Backward integration is a business term for the corporate strategy of acquiring (through mergers or acquisitions) the means to produce key inputs a company would once have purchased from upstream suppliers. For example, Tesla purchased Ontario battery-maker Hibar Systems in 2019 and has mused about purchasing mining companies supplying the raw materials for its batteries and vehicles.
Carney appears to have used the term loosely during the election campaign to describe a situation where more of the inputs for Canada’s manufacturing supply chains also originate in Canada: Canadian minerals for steel and aluminum production, Canadian steel and aluminum (and artificial intelligence) for Canadian automotive production, and so on.
But there’s only so much money you can throw at companies to encourage them to adjust their supply chains in this way. If it is not profitable, companies simply won’t do it.
The key concept in backward integration is acquisition. You choose to own what you need to fulfil your business strategy. It can work for government as well as the private sector, as Mexico is showing through its public stake in a new electric vehicle manufacturer. The public-private venture hopes to release a Mexico-made EV next year that will cost consumers no more than US$5,000.
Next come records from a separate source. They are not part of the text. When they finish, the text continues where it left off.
PR #2047, opened 2026-08-02
Handle IALIGN=32 xEPC advancement

### LINKED ISSUE #2046: Trap handler assumes C extension support when advancing `xepc` after an exception
**Describe the bug**
The trap handler advances `mepc` by 2 when bits[1:0] of the instruction != 0b11. In`ExceptionsSm.S`, specifically `ExceptionsSm_cg_cp_illegal_instruction_illegal_0x00000000`, this attempts to advance `mepc` by 2 even if the C extension is not supported. From the [spec](https://docs.riscv.org/reference/isa/v20260120/priv/machine.html#2-1-1-14-machine-exception-program-counter-mepc-register): "On implementations that support only IALIGN=32, the two low bits (mepc[1:0]) are always zero." If C is not supported, the +2 is ignored and `mepc` is loaded with the same address that caused the trap, resulting in a trap loop when `mret` is called. For configurations without the C extension, `mepc` should always advance by a multiple of 4 bytes.

In this case, the current implementation interprets the 0x00000000 instruction as two compressed 16-byte instructions.

**To Reproduce**

1. On commit d261a799762ffb94eea486d4adfe7632006d2b4a
2. With `cv32e20` as a base, in `config/cores/cve2/cv32e20/cv32e20.yaml` remove `C` and `Zca` from `implemented extensions` and the `MUTABLE_MISA_C` from `params`. In `sail.json` of the same folder, set `"Zca": {"supported": true}` to false.
3. From `riscv-arch-test/` run:
```
CONFIG_FILES=config/cores/cve2/cv32e20/test_config.yaml DEBUG=True EXCLUDE_EXTENSIONS=I,Zicsr,M,Zifencei make --jobs $(nproc)
```

    begin_signature: 0x128d0
    end_signature: 0x21660
    
    RVCP-SUMMARY: TEST FAILED - Test File "ExceptionsSm-00.S"
    
    RVCP: Trap signature overflow in sig mode. Increase TRAP_SIGUPD_COUNT for this test.
    
    FAILURE: 1 (0x00000001)

**Additional context**
From the trace, we see the +2 being ignored between `adj_Mepc_rtn+40` and `adj_Mepc_rtn+44`, and `mret` returning to the trapping address:
```
mem[X,0x000006268] -> 0x0000
[7115] [M]: 0x00006268 (0x0000) c.illegal 0x0                                       ExceptionsSm_cg_cp_illegal_instruction_illegal_0x00000000+0
handling exc#illegal-instruction at priv M with tval 0x00000000
CSR mstatus (0x300) <- 0x00001800
CSR mstatush (0x310) <- 0x00000000
CSR mcause (0x342) <- 0x00000002
CSR mtval (0x343) <- 0x00000000
CSR mepc (0x341) <- 0x00006268
...
mem[X,0x000007114] -> 0x0433
mem[X,0x000007116] -> 0x0074
[7251] [M]: 0x00007114 (0x00740433) add x8, x8, x7                                  adj_Mepc_rtn+40
x8 <- 0x0000626A

clint mtime 0x0000000000000E2A
mem[X,0x000007118] -> 0x1073
mem[X,0x00000711A] -> 0x3414
[7252] [M]: 0x00007118 (0x34141073) csrrw x0, mepc, x8                              adj_Mepc_rtn+44
CSR mepc (0x341) <- 0x00006268
...
clint mtime 0x0000000000000E38
mem[X,0x000007170] -> 0x0073
mem[X,0x000007172] -> 0x3020
[7280] [M]: 0x00007170 (0x30200073) mret                                            resto_Mrtn+28
CSR mstatus (0x300) <- 0x00001880
CSR mstatush (0x310) <- 0x00000000
ret-ing from M to M

mem[X,0x000006268] -> 0x0000
[7281] [M]: 0x00006268 (0x0000) c.illegal 0x0                                       ExceptionsSm_cg_cp_illegal_instruction_illegal_0x00000000+0
handling exc#illegal-instruction at priv M with tval 0x00000000
CSR mstatus (0x300) <- 0x00001800
CSR mstatush (0x310) <- 0x00000000
CSR mcause (0x342) <- 0x00000002
CSR mtval (0x343) <- 0x00000000
CSR mepc (0x341) <- 0x00006268
```
The instruction width is determined in `riscv-arch-test/tests/env/rvtest_trap_handler.h`. The function is `adj_\__MODE__\()epc_rtn` and the addition is calculated at line `2057`. In the following snippet, T3 = xEPC and T2 = low halfword of the instruction at xEPC:
```
        andi    T2, T2, 3                            // bits[1:0]
        addi    T2, T2, 1                            // ==4 iff bits were 0b11
        srli    T2, T2, 2                            // 1 if 32-bit, 0 if compressed
        addi    T2, T2, 1                            // 2 (32-bit) or 1 (compressed)
        slli    T2, T2, 1                            // advance = 4 or 2
        add     T3, T3, T2                           // next instruction (raw xEPC + width)
        csrw    CSR_XEPC, T3
```

Following a similar pattern from elsewhere in this file, a possible fix is to check if C is supported before checking bits[1:0] of the instruction to determine how to advance `mepc`:

```
        csrr    T6, CSR_MISA                         // check if C extension is supported
        slli    T6, T6, UDB_MXLEN-2-1                // shift MISA.C bit [2] into msb
        bltz    T6, 1f                               // C supported, check if compressed
        li      T2, 4                                // else, advance = 4
        j       2f
1:      andi    T2, T2, 3                            // bits[1:0]
        addi    T2, T2, 1                            // ==4 iff bits were 0b11
        srli    T2, T2, 2                            // 1 if 32-bit, 0 if compressed
        addi    T2, T2, 1                            // 2 (32-bit) or 1 (compressed)
        slli    T2, T2, 1                            // advance = 4 or 2
2:      add     T3, T3, T2                           // next instruction (raw xEPC + width)
        csrw    CSR_XEPC, T3
```
This resolves the trap loop for my DUT config and the modified `cv32e20` config. It also keeps proper behavior when the `cv32e20` config is reverted to its default, and I've checked that the behavior remains the same for `cvw-rv32imc`.

This is assuming an RV32I + Zicsr DUT configuration is supported by the ACTs, without the C extension. If I've misunderstood anything I'd appreciate any clarification.

jordancarlin:
Fixes #2046.

The trap handler previously inferred instruction width from bits [1:0] of the trapping instruction whenever advancing xEPC. On configurations without compressed instruction support, xEPC must advance by 4 bytes because IALIGN=32 masks the low two bits of mepc/sepc.

This changes the width detection to use the 2-byte path only when `ZCA_SUPPORTED` is defined; otherwise xEPC advances by 4 bytes.

Add a `spike-rv32g` config without compressed instruction support so trap-handler regressions on IALIGN=32 configurations can be caught.

### DIFF
--- a/config/spike/spike-rv32g/link.ld
+++ b/config/spike/spike-rv32g/link.ld
@@ -1,0 +1,1 @@
+../spike-rv64-max/link.ld
--- a/config/spike/spike-rv32g/run_cmd.txt
+++ b/config/spike/spike-rv32g/run_cmd.txt
@@ -1,0 +1,1 @@
+spike --instructions=100000000 {debug:-l --log-commits --log=__TRACEFILE__} --isa=rv32imafd_zicclsm_zicsr_zifencei_zicntr_zaamo_zalrsc
--- a/config/spike/spike-rv32g/rvmodel_macros.h
+++ b/config/spike/spike-rv32g/rvmodel_macros.h
@@ -1,0 +1,1 @@
+../spike-RVI20U64/rvmodel_macros.h
--- a/config/spike/spike-rv32g/sail.json
+++ b/config/spike/spike-rv32g/sail.json
@@ -1,0 +1,845 @@
+{
+  "$schema": "/opt/riscv/share/sail-riscv/sail_riscv_config_schema.json",
+  "base": {
+    "xlen": 32,
+    // Whether the base ISA is E, in which case accessing
+    // x16-31 is reserved and in this implementation will
+    // raise an illegal instruction exception.
+    "E": false,
+    "writable_misa": false,
+    "writable_fiom": true,
+    // The top 29 bits in this value control whether the corresponding
+    // HPM counters (hpmcounter31 .. hpmcounter3) are supported
+    // (i.e. are not read-only zero). A set bit specifies that the
+    // corresponding counter is supported. The lowest 3 bits
+    // (writable_hpm_counters[2 .. 0]) are ignored.
+    "writable_hpm_counters": {
+      "len": 32,
+      "value": "0x0"
+    },
+    // The bits in this value control whether the corresponding bits
+    // of the `scounteren` CSR that control access to HPM counters,
+    // and `cycle`, `time` and `instret` registers, are read-only
+    // zero. A set bit specifies that the corresponding bit of
+    // `scounteren` is writable, otherwise the bit is read-only zero.
+    // If Sscounterenw is supported the top 29 bits must be a superset of
+    // the top 29 bits of `writable_hpm_counters`.
+    "scounteren_writable_bits": {
+      "len": 32,
+      "value": "0x0"
+    },
+    // The bits in this value control whether the corresponding bits
+    // of the `mcounteren` CSR that control access to HPM counters,
+    // and `cycle`, `time` and `instret` registers at lower privilege
+    // modes, are read-only zero. A set bit specifies that the
+    // corresponding bit of `mcounteren` is writable, otherwise the
+    // bit is read-only zero.
+    "mcounteren_writable_bits": {
+      "len": 32,
+      "value": "0x0"
+    },
+    // `mtvec.{direct,vectored}.supported` indicates whether the
+    // corresponding mode is supported for `mtvec`.  At least one mode
+    // should be supported.  If both modes are supported, the mode on
+    // reset is unspecified.
+    // The `mtvec.{direct,vectored}.base_alignment` parameters control the alignment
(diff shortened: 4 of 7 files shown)


davidharrishmc (commented):
I think the ifdef could go all the way back to line 2036 to avoid reading the instruction when compressed is not supported.

jordancarlin:
> I think the ifdef could go all the way back to line 2036 to avoid reading the instruction when compressed is not supported.

Updated.

davidharrishmc (approved):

In another intriguing example, the CEO of Trafigura, a Swiss trading house, recently proposed that Western governments should nationalize mineral and metal processing such as smelting to effectively respond to Chinese overproduction.
We learned yesterday that Trump doesn’t know what he thinks of the USMCA, or when negotiations may start with Canada and Mexico to remove tariffs, or whether he wants another trilateral deal or to negotiate separately with Carney and Mexican President Claudia Sheinbaum.
We know nothing other than Canadian jobs are still immediately threatened by Trump’s industrial tariffs and uncertainty about possible future tariffs on Canadian exports of pharmaceuticals, semiconductor components, trucks, and copper products. Backward integration may have been just a catchy phrase for Carney in the middle of the heated election campaign, but we should hold him to the spirit and letter of the concept.